# JDM sr20de exhaust manifold Vs. Hotshot



## Guest (May 1, 2003)

I recently purchased a JDM engine and it came with a huge exhaust manifold. Should I use this one or purchase a Hotshot. I was told the JDM manifold will give the same performance?? Help


----------



## LexKyB13 (May 1, 2002)

well, its close. i've been told that the difference between the jdm and usdm motors (150hp vs. 140 hp respsctively) is a combination of the better flowing exhaust manifold and the ecu tuning. i'm going to have a secondary made to fit mine soon so i'll tell you what the SOTP dyno says. i don't think it will be as much as a hotshot but who know...


----------



## blownb310 (Jun 10, 2002)

Interesting thread.
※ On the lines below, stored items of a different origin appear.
PR #1940, opened 2016-05-03
Include debug information for gcc compiler

avsej:


pyhalov:
Why do you need this? This makes executables large. Sometimes it makes them work incorrectly.

avsej:
Okay. I've got it

PR #1949, opened 2016-05-05
Enable Libiberty in gcc-4.8 and gcc-4.9

jimklimov:
Same gcc sources/versions, just slightly different flags and p5m's, and a bumped revision.


pyhalov:
both of them doesn't deliver 64-bit library

pyhalov:
Perhaps, we just need separate libberty component?

jimklimov:
There does not seem to be a good way to get just its sources - and fetching
whole gcc is kinda wasteful.

## 

05.05.2016 17:14 пользователь "Alexander Pyhalov" notifications@github.com
написал:

pyhalov:
where do you need it?

pyhalov:
perhaps, having only 32-bit version is OK?

jimklimov:
At least one practical example is distcc that was desired by community and
required -liberty. This one case may be ok with just a 32-bit build (4gb+
sources are unlikely)? But the general stance was that libs should be
packaged in all bits?

Anyhiw, with default compiler we don't provide any version of the lib :(

## 

05.05.2016 17:21 пользователь "Alexander Pyhalov" notifications@github.com
написал:

perhaps, having only 32-bit version is OK?

jimklimov:
Just to help move this PR forward (and to do get some usable `libiberty.a`, even if just 32-bit, with our default compiler) I removed p5m actions for the 64-bit file which I can't readily get built. That could be a matter for another PR, maybe in another venue (e.g. binutils?)

So far I want to proceed with building some variant of `distcc` so this blocker has to go away :)

jimklimov:
ping?

components/developer/gcc49/Makefile
```diff
@@ -99,6 +99,7 @@ CONFIGURE_OPTIONS+= --without-gnu-ld
 CONFIGURE_OPTIONS+= --with-ld=/usr/bin/ld
```
pyhalov, line 100: Please, bump COMPONENT_REVISION and let's merge it.

jimklimov, line 100: Ok, yay! :-)
wasn't it bumped already? Or did someone else change the recipe while the
PR was posted?

## 

16.06.2016 15:06 пользователь "Alexander Pyhalov" notifications@github.com
написал:

pyhalov, line 100: Yes, gcc 49 is already moved to developer and COMPONENT_REVISION was bumped.

jimklimov:
Comments addressed, bump :)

Can anyone oint me in the direction of a pic of these bigger jdm exhaust manifolds?
Thanks


----------



## deception se-r (Jul 24, 2002)

LexKyB13 said:


> *well, its close. i've been told that the difference between the jdm and usdm motors (150hp vs. 140 hp respsctively) is a combination of the better flowing exhaust manifold and the ecu tuning. *



theres is also the higher compresion.


----------



## nitestridar (Jun 29, 2002)

i thought the cams were more agressive


----------



## LexKyB13 (May 1, 2002)

the higher compression (10:1) motors are few and far between and have no "visible to the naked eye" differences than the 9.5:1 jdm motors. so its hard to tell which one you get unless you take the head off. and different sources will tell you different things, but most jdm engines are 9.5:1 just like the usdm sr20. the cams are the same as the 91-92 sr20. they are more aggressive than the 93-up cams though.


----------



## NismoPC (Jul 28, 2002)

The JDM exhaust manifold will net you HP and torque gains closer to what the Pacesetter provides. Overall, HotShot will provide much more hp and torque across the entire powerband.


----------